--- START ---

Issue #469, opened 2019-01-17
Remove the deprecated identity_file option


tas50:
This option has been deprecated for many years and was replaced with ssh_identity_file. Make sure we're using ssh_identity_file everywhere in knife-windows instead of identify_file.

dheerajd-msys:
As we agreed upon to keep `--identity-file` option until `chef v14` goes EOL. Other deprecated options are removed in the PR [chef/knife-windows#470](https://github.com/chef/knife-windows/pull/470)

PR #470, opened 2019-01-18
Removed deprecated host_key_verification, distro and template_file options

dheerajd-msys:

## Descriptions

- Removed deprecated `--host-key-verification`, `--distro` & `--template-file` option.
- `--host-key-verify` is used now instead of `--host-key-verification`
- `--bootstrap-template-file` is used now instead of  `--distro` & `--template-file`

## Resolved Issue
Fixes https://github.com/chef/knife-windows/issues/469

### DIFF
--- a/.travis.yml
+++ b/.travis.yml
@@ -17,7 +17,6 @@ gemfile: ci.gemfile
 env:
   - CHEF_VERSION="master"
   - CHEF_VERSION="~> 14.0"
-  - CHEF_VERSION="~> 13.0"
 
 matrix:
   exclude:
--- a/appveyor.yml
+++ b/appveyor.yml
@@ -9,7 +9,7 @@ environment:
 
   matrix:
     - ruby_version: "24"
-      chef_version: "~> 13.0"
+      chef_version: "~> 14.0"
 
     - ruby_version: "25"
       chef_version: "master"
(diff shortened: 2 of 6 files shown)


tas50:
Agree with @rhass here. Let's make sure we nuke every mention of this old option including our tests.

dheerajd-msys:
Thanks @tas50 and @rhass I will do that.

dheerajd-msys:
We may need to update travis and appveyor to get all this green. Travis and AppVeyor is failing for `Environment: ruby_version=24, chef_version=~>13.0`. 

@rhass & @tas50 Could you please take a look?

Vasu1105:
@dheerajd-msys : We should remove --template-file and --distro option also in this same PR.

tas50:
@dheerajd-msys looks like travis is failing on this spec that's still using the distro flag: https://github.com/chef/knife-windows/blob/master/spec/unit/knife/bootstrap_windows_winrm_spec.rb#L48

tas50:
As part of this PR you can remove Chef 13 testing since we'll require Chef 14 or later. We probably want to note that in the readme. You can also change the minimum required ruby version to 2.4 in the gemspec since that's the same as what Chef 14 required.

dheerajd-msys:
@tas50 Problem here is that even if we remove `chef v13` and use `chef v14` it will still not make travis happy. Because `--identity-file` option is not removed yet from `chef v14` as you can see here https://github.com/chef/chef/blob/v14.9.13/lib/chef/knife/bootstrap.rb#L81.

tas50:
We will probably need to keep identity_file for now then.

--- END ---

* [TASK ITEM]
Copy the lines above that hold the word "master".

* [SOLUTION TO THE EXERCISE]
   - CHEF_VERSION="master"
       chef_version: "master"
@dheerajd-msys looks like travis is failing on this spec that's still using the distro flag: https://github.com/chef/knife-windows/blob/master/spec/unit/knife/bootstrap_windows_winrm_spec.rb#L48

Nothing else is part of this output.